In de sporthal waar hij al jarenlang lesgeeft, kijkt Jan Folsche met trots terug op zijn tot nu toe 40-jarige loopbaan als gymleraar.. “Ik ken bijna iedereen hier nog van naam, en anders wel van gezicht. En dat maakt het juist zo mooi. “Er zijn generaties voorbijgekomen. Soms sta ik nu tegenover het kind van een oud-leerling. Dan denk ik: ja, ik word ouder, maar dat hoort erbij,” zegt hij met een glimlach.

blank


Hoe het allemaal begon

Jan’s liefde voor het vak begon in 1984, toen hij afstudeerde aan de CALO in Arnhem. Jan kwam in Bodegraven terecht dankzij een bijzondere samenloop van omstandigheden. Nadat hij enige tijd in het speciaal onderwijs in Ede had gewerkt, hoorde de moeder van een goede vriend dat er op De Goede Herderschool in Bodegraven een vacature openstond voor een gymleraar. Ze wees Jan op de kans, en niet veel later besloot hij te solliciteren. “Ik mocht een proefles geven, en dat voelde meteen goed,” vertelt hij. “De klik met de kinderen, de sfeer, de school alles klopte. Zo is mijn avontuur in Bodegraven begonnen, en ik ben er eigenlijk nooit meer weggegaan.”

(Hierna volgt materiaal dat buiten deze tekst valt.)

PR #53, opened 2015-07-20
Migrate TrailingWhitespace from AstNode.

lindamartin:


javascript-checks/src/main/java/org/sonar/javascript/checks/TrailingWhitespaceCheck.java
```diff
@@ -57,19 +58,30 @@ public void setCharset(Charset charset) {
...
+  public List<Tree.Kind> nodesToVisit() {
+    return Collections.emptyList();
+  }
+
+  @Override
+  public void visitFile(Tree scriptTree) {
     List<String> lines;
+
     try {
       lines = Files.readLines(getContext().getFile(), charset);
```
pynicolas: @lindamartin I would include only that line in the try block.

lindamartin: @pynicolas why so ?

pynicolas: @lindamartin I generally try to make a try block rather small: I prefer to make it obvious where the exception can come from.

lindamartin: @pynicolas agreed, updated in 457cb22a72d58b734e08e93bda4429d7bcf667e3.

lindamartin:
Merged in dcc3c48ba456b760d90673d8d28deca62c7b620e.

PR #58, opened 2015-07-27
Update README.md file

vilchik-elena:


lindamartin:
@vilchik-elena LTGM, maybe those information could be update in the same time https://github.com/SonarCommunity/sonar-javascript/blob/master/pom.xml#L60 ? WDYT ?

vilchik-elena:
@lindamartin I think there is no big sense in doing it in the same time. https://github.com/SonarCommunity/sonar-javascript/blob/master/pom.xml#L60 is about upgrading parent to 23 (if i'm not wrong). And what i've done is mostly about migrating from codehaus.

lindamartin:
@vilchik-elena sorry I was not very clear, I was thinking about updating information in "ciManagement" tag which currently point to cloubees and it has been removed in favour of Travis. It has actually nothing to do with update of parent pom.

vilchik-elena:
@lindamartin do you like PR now?

lindamartin:
@vilchik-elena I was thinking it could be part or this PR because it's about CI info, but in any case it is neither urgent nor crucial :)

lindamartin:
@vilchik-elena yes perfect! Tanks :)

PR #59, opened 2015-07-28
org.sonar.api.resources.ProjectFileSystem was deprecated.

nagaiyuki:
Just a small fix.
We should replace the deprecated classes, is it right?


lindamartin:
Yes definitely, thank you for your pull request! I will merged it.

Tijdens mijn eerste proefles zat er een meisje in een rolstoel in de klas. “Ik heb haar mee laten doen met wat ze kon. Dat moment vergeet ik nooit meer het liet zien wat ik belangrijk vind in dit werk: dat iedereen mee kan doen.”

Altijd sportief gebleven

Naast zijn werk als gymleraar is Jan altijd een sportliefhebber gebleven. Hij speelde jarenlang als linker middenvelder bij DTS’35 uit Ede, op tweede klasse-niveau. “Een mooi niveau, fanatiek genoeg om scherp te blijven,” vertelt hij trots. Ook fietsen, schaatsen en hardlopen maakten altijd deel uit van zijn leven. “Ik hoef nergens de beste in te zijn, als ik maar in beweging blijf. Dat is de tragiek én de kracht van de allrounder: overal goed in, nergens de beste. Maar dat past precies bij mij.”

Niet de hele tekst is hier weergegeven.